PR #8162, opened 2020-09-17
Expand deployment models to include multicluster considerations

nmittler:
This is a prerequisite for the new multicluster installation guide.

[x] Docs
[ ] Installation
[ ] Networking
[ ] Policies and Telemetry
[ ] Security
[ ] Test and Release
[ ] User Experience
[ ] Developer Infrastructure


content/en/docs/ops/deployment/multicluster-considerations/index.md
```diff
@@ -0,0 +1,179 @@
...
+
+By default, Istio will load balance requests evenly between endpoints in each cluster. In large systems that span
+geographic regions, it may be desirable to use locality load balancing to prefer that traffic stay in the same zone
+or region.
+
+In some advanced scenarios, load balancing across clusters may not be desired. For example, in a blue/green
+deployment, you may deploy different versions of the system to different clusters. In this case, each cluster is
+effectively operating as an independent mesh. This behavior can be achieved in a couple of ways:
+
+Do not exchange remote secrets between the clusters. This offers the strongest isolation between the clusters.
```
smawson, line 72: Need to make these a numbered list or bullet list or something.

content/en/docs/ops/deployment/multicluster-considerations/index.md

- WHAT IS BEING ASKED:
Could you return every line from the entries above in which the string "multicluster" occurs?

- ANSWER AREA:
Expand deployment models to include multicluster considerations
This is a prerequisite for the new multicluster installation guide.
content/en/docs/ops/deployment/multicluster-considerations/index.md
content/en/docs/ops/deployment/multicluster-considerations/index.md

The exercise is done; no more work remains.